Key Points:
- EUR/USD up 2.4% for the week, reaching 1.1098.
- Markets price in 99bps of Fed rate cuts for 2025 amid recession fears.
The euro climbed strongly to close at 1.10865 on Thursday, gaining 2.4% for the week and marking one of its steepest weekly rallies in over a year. This comes as a sharp repricing unfolds in global currency markets, with the U.S. dollar caught in the crossfire of escalating trade tensions and collapsing trader confidence.
President Donald Trump’s announcement of tariffs ranging from 24% to 54% on key trading partners has spurred widespread concern over a disorderly trade war with no strategic objective. The euro, seen as a relative safe haven in this environment, has surged, with intraday highs touching 1.10984—levels not seen since January.
Technical Analysis
The EURUSD 15-minute chart shows bullish momentum firmly in control after a steady climb from the 1.078 region to a high of 1.11464, before pulling back slightly and consolidating around 1.10865. The trend remains upward overall, with price comfortably above the moving averages (MA 5, 10, 30), which are sloping upward and acting as dynamic support.

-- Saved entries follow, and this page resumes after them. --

PR #119, opened 2015-08-14
MAINT Change format of cached SPY and Fama-French factors to csv inst…

twiecki:
…ead of hdf. Also fixes some more UTC issues.


twiecki:
The reason I changed it is because we ran into this issue: https://github.com/pydata/pandas/issues/8165

Also removes pytables as a dependency.

gusgordon:
Interesting, looks great to me.

gusgordon:
I think this is made redundant by #120?

twiecki:
Thanks for reviewing @gusgordon! Yeah, that branch is based off of this one.

PR #120, opened 2015-08-14
Bayesian refactor + new model

twiecki:


pyfolio/bayesian.py
```diff
@@ -165,6 +166,169 @@ def model_returns_t(data, samples=500):
...
+
+    This model replicates the example used in:
+
+    Kruschke, John. (2012) Bayesian estimation supersedes the t
+    test. Journal of Experimental Psychology: General.
+
+    The original pymc2 implementation was written by Andrew Straw and
+    can be found here: https://github.com/strawlab/best
+
+    Ported to PyMC3 by Thomas Wiecki (c) 2015.
```
gusgordon: Is this the same as your function in PyMC3? Either way we should change this line to pyfolio.

gusgordon:
Looks good from the parts I understood. What's different about this new one?

pyfolio/tears.py
```diff
@@ -549,12 +560,23 @@ def create_bayesian_tear_sheet(returns, benchmark_rets, live_start_date,
                           horizontalalignment='right',
                           transform=ax_ret_pred_week.transAxes)
 
+    # Run alpha beta model
+    benchmark_rets = benchmark_rets.loc[df_train.index]
+    trace_alpha_beta = bayesian.run_model('alpha_beta', df_train,
+                                          bmark=benchmark_rets, samples=2000)
```
gusgordon: Should we allow other sample sizes to be passed when we create the tear sheet?

pyfolio/bayesian.py
twiecki: Good point, yeah.

twiecki:
OK @gusgordon, addressed the feedback. Merging in.

PR #121, opened 2015-08-14
TST: Added tests for get_turnover

humdings:
This added a simple test case for get_turnover.
1. No transactions -> no turnover
2. 100% value traded daily -> 50% daily turnover

This was repeated with a monthly freq, I used 20 days
so the monthly result should be the sum of the daily result.


gusgordon:
Great!

twiecki:
:+1:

Picture: Euro on the rise—bulls hold ground after a strong breakout, eyeing higher levels, as seen on the VT Markets app.

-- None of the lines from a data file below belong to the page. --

PR #130, opened 2015-08-26
MAINT Break out rolling Fama-French calculation.

twiecki:


pyfolio/timeseries.py
```diff
@@ -584,6 +586,55 @@ def rolling_multifactor_beta(returns, df_multi_factor, rolling_window=63):
     return out
 
 
+def rolling_risk_factors(returns, risk_factors=None,
+                         rolling_beta_window=63 * 2):
```
CaptainKanuk: Where does 63 * 2 come from?

pyfolio/timeseries.py
```diff
@@ -584,6 +586,55 @@ def rolling_multifactor_beta(returns, df_multi_factor, rolling_window=63):
     return out
 
 
+def rolling_risk_factors(returns, risk_factors=None,
```
CaptainKanuk: I don't like calling this function "risk_factors" when it only computes Fama-French right now. We should have a function that can compute risk against any given factor, and this should be a specific case that calls that imho

CaptainKanuk:
Made some comments.

pyfolio/timeseries.py
twiecki: Good question -- @justinlent ?

twiecki:
@CaptainKanuk Refactored in response to comments.

pyfolio/timeseries.py
justinlent: Delaney,
The 63 * 2 number is a bit of an artifact from the original prototype
code.  It's just supposed to be reflective of a 6-month window of trading
days (e.g. 21 * 6). we should probably just swap in the value 126 which is
the approx # of trading days in a 6-month period.  I'm also totally open to
other more robust approaches.

pyfolio/plotting.py
```diff
@@ -94,10 +94,10 @@ def context(context='notebook', font_scale=1.5, rc=None):
                                 rc=rc)
 
 
-def plot_rolling_risk_factors(
+def plot_rolling_fama_french(
         returns,
         risk_factors=None,
-        rolling_beta_window=63 * 2,
+        rolling_window=63 * 2,
```
twiecki: How about we refactor this to:
* Define a global variable `BDAYS_MONTH = 21`
* The default will become `BDAYS_MONTH * 6`

pyfolio/plotting.py
```diff
@@ -94,10 +96,10 @@ def context(context='notebook', font_scale=1.5, rc=None):
                                 rc=rc)
 
 
-def plot_rolling_risk_factors(
+def plot_rolling_fama_french(
         returns,
         risk_factors=None,
-        rolling_beta_window=63 * 2,
+        rolling_window=BDAYS_PER_MONTH * 6,
```
CaptainKanuk: Why is this 6 months default when many others are 3?

pyfolio/plotting.py
```diff
@@ -29,6 +29,8 @@
 from . import timeseries
 from . import pos
 
+from .utils import BDAYS_PER_MONTH
```
CaptainKanuk: Can we call this APPROX_BDAYS_PER_MONTH?

Also, I understand from Justin that @twiecki thinks that BDAYS (vs TDAYS) is good, as that is the naming convention in pandas. However, doesn't pandas have full calendar functionality that we could use in this case? Why not pass rolling window as a pandas `datetime.timedelta` object with a given number of months or days and then let pandas or zipline tradingcalendar figure out the actual number of days? The use case would be something like
```python
plot_rolling_fama_french(returns, rolling_window=datetime.timedelta(months=3))
plot_rolling_fama_french(returns, rolling_window=datetime.timedelta(days=90))
```

pyfolio/timeseries.py
```diff
@@ -584,6 +596,40 @@ def rolling_multifactor_beta(returns, df_multi_factor, rolling_window=63):
     return out
 
 
+def rolling_fama_french(returns, risk_factors=None,
```
CaptainKanuk: Like this workflow a lot more, robust to people using their own factors now :+1:

pyfolio/timeseries.py
```diff
@@ -512,7 +516,8 @@ def calc_multifactor(returns, factors):
     return results.params
 
 
-def rolling_beta(returns, benchmark_rets, rolling_window=63):
+def rolling_beta(returns, benchmark_rets,
```
CaptainKanuk: I have a weird aversion to calling this `benchmark_rets`, because it's not always the benchmark to which I want to compute beta. I understand, though, that this is the 90% use case. Might it make any sense to rename to something like `factor_rets`, and then in the help string say

factor_rets : pd.Seires or pd.DataFrame
Daily noncumulative returns of the factor to which beta is computed. Usually a benchmark such as the market.

I'm not strong on this issue, more a point for discussion because I'm doing all this in the lectures and seeing how academics refer to these concepts.

pyfolio/plotting.py
CaptainKanuk: We could also overload the variable and do a typecheck in the function

WARNING: Syntax is approximate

The MACD also supports the bullish sentiment, showing a strong crossover early in the session, followed by a healthy divergence and histogram expansion. While there’s been a recent cooldown, the lines are flattening again—hinting at a possible continuation if momentum returns.
USD Reversal, Fed Dilemma
Markets have aggressively unwound long dollar positions. The greenback is down 2.7% vs. the yen and 3% against the Swiss franc, showing that capital is fleeing the U.S. in anticipation of both policy instability and long-term structural risks.

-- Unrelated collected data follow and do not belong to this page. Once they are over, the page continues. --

Issue #124, opened 2015-08-19
Show '% of portfolio' traded instead of shares traded for turnover plots


justinlent:
where (% of portfolio) = ($ traded) / (portfolio value),

and,  ($ traded) = (stock price) * (# of shares)

![image](https://cloud.githubusercontent.com/assets/6541022/9371101/bd32189a-468a-11e5-8bde-d08a56c6b46f.png)

twiecki:
+1

humdings:
I think this is a pretty quick change, I agree that volume plots are pretty uninformative. 

The `plot_turnover` function is already plotted as a percentage of portfolio value, except it's 
`0.5*($ traded) / (portfolio value)`.

Maybe we can remove the volume plot from the tear sheet and replace the volume histogram with a histogram of the daily turnover rates. The turnover histogram would be a more informative plot.

twiecki:
+1

twiecki:
Closed with https://github.com/quantopian/pyfolio/pull/133. Thanks @humdings!

PR #133, opened 2015-09-02
MAINT replace volume hist plot with turnover hist plot

humdings:
This replaces the volume histogram with a histogram of the
daily turnover rate.

The volume plot is still in the txn_tearsheet because I did not want to change the
size of the grid in case it breaks something or looks funny.

### DIFF
--- a/pyfolio/plotting.py
+++ b/pyfolio/plotting.py
@@ -1053,6 +1053,39 @@ def plot_turnover(returns, transactions, positions,
     return ax
 
 
+def plot_daily_turnover_hist(transactions, positions,
+                             ax=None, **kwargs):
+    """Plots a histogram of daily turnover rates.
+
+    Parameters
+    ----------
+    transactions : pd.DataFrame
+        Daily transaction volume and dollar ammount.
+         - See full explanation in tears.create_full_tear_sheet.
+    positions : pd.DataFrame
+        Daily net position values.
+         - See full explanation in tears.create_full_tear_sheet.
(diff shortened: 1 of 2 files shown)


humdings:
This PR is addressing issue https://github.com/quantopian/pyfolio/issues/124

twiecki:
Will take a look soon.

pyfolio/plotting.py
```diff
@@ -1038,6 +1038,39 @@ def plot_turnover(returns, transactions, positions,
...
+    ax : matplotlib.Axes
+        The axes that were plotted on.
+
+    """
+
+    if ax is None:
+        ax = plt.gca()
+    turnover = pos.get_turnover(transactions, positions, period=None)
+    sns.distplot(turnover, ax=ax, **kwargs)
+    ax.set_title('Distribution of Daily Turnover Rates')
```
twiecki: Minor: I want to start refactoring this pattern to: `ax.set(title='...', xlabel='...')`.

twiecki:
LGTM. I think we can remove `plotting.plot_volume_per_day_hist`.

gusgordon:
Nice, good idea. I'm indifferent to removing `plotting.plot_volume_per_day_hist`. People still might want to use it standalone, but on the other hand if it's not worth showing in the tear sheets maybe it's not worth having at all.

twiecki:
Yeah I think we should be pretty eager to remove unused code to avoid bit
rot. It's easy to bring back if we do want it.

Fed fund futures now imply 99 bps of rate cuts by December, a reflection of the market’s view that rising unemployment will force the Federal Reserve’s hand—even if inflation rises sharply due to import costs.
That sets up a troubling paradox: the Fed must choose between fighting inflation and averting recession, all while the dollar loses its long-held status as the world’s safe-haven asset.
Cautious Forecast
The path for EUR/USD remains upward-biased if policy chaos in Washington continues. However, volatility is likely to spike around Fed Chair Jerome Powell’s upcoming remarks, which could offer clues as to how the central bank plans to respond to this economic dislocation.
If Powell signals a willingness to “look through” inflation and focus on growth risks, the euro may gather more upside momentum. But a hawkish surprise could trigger a pullback toward 1.1030–1.1000.
In the meantime, traders are watching Apple, supply chain-linked tech firms, and broader global equity flows. The euro remains the current beneficiary of the dollar’s fall from grace—but how long that sentiment lasts will depend on Washington’s next move.